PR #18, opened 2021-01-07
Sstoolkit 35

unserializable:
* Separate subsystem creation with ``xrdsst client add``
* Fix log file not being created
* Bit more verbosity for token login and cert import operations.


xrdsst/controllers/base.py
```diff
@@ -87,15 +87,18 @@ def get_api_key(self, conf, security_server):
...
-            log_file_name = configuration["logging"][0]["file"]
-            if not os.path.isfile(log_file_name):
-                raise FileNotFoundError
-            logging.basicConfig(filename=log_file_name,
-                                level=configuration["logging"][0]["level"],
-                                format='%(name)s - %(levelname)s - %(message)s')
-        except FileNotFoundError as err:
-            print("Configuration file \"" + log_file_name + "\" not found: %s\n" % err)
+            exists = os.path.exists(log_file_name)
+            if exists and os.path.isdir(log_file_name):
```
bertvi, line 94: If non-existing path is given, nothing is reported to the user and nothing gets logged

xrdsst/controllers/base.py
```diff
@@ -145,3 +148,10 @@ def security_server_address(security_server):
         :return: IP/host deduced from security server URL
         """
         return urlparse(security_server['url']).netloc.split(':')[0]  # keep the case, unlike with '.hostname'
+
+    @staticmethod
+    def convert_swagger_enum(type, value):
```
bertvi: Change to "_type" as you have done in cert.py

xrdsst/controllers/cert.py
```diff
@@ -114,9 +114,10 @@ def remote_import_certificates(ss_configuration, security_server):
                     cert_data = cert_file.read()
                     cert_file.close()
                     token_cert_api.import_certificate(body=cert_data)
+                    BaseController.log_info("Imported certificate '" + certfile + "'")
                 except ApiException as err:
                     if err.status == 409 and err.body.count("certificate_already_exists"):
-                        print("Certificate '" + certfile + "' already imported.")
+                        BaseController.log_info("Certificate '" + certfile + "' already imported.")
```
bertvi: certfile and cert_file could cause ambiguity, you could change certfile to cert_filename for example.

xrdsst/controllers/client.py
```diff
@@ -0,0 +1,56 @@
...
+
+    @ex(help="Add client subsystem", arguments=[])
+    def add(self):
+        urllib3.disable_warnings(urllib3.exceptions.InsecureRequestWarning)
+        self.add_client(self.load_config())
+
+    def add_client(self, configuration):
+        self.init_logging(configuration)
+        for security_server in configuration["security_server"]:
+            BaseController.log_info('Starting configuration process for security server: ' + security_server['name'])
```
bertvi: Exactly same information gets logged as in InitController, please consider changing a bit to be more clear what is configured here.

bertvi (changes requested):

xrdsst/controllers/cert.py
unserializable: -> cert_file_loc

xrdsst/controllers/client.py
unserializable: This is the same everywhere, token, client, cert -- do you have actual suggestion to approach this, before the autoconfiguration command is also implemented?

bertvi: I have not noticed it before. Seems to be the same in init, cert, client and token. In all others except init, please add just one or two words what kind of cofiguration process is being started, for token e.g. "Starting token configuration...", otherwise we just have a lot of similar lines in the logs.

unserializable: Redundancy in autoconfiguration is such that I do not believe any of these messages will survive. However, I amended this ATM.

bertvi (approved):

• _YOUR OBJECTIVE_: The word "self" appears on some lines of the data above; say how many such lines there are, with nothing else.

• _EXERCISE RESULT_: 5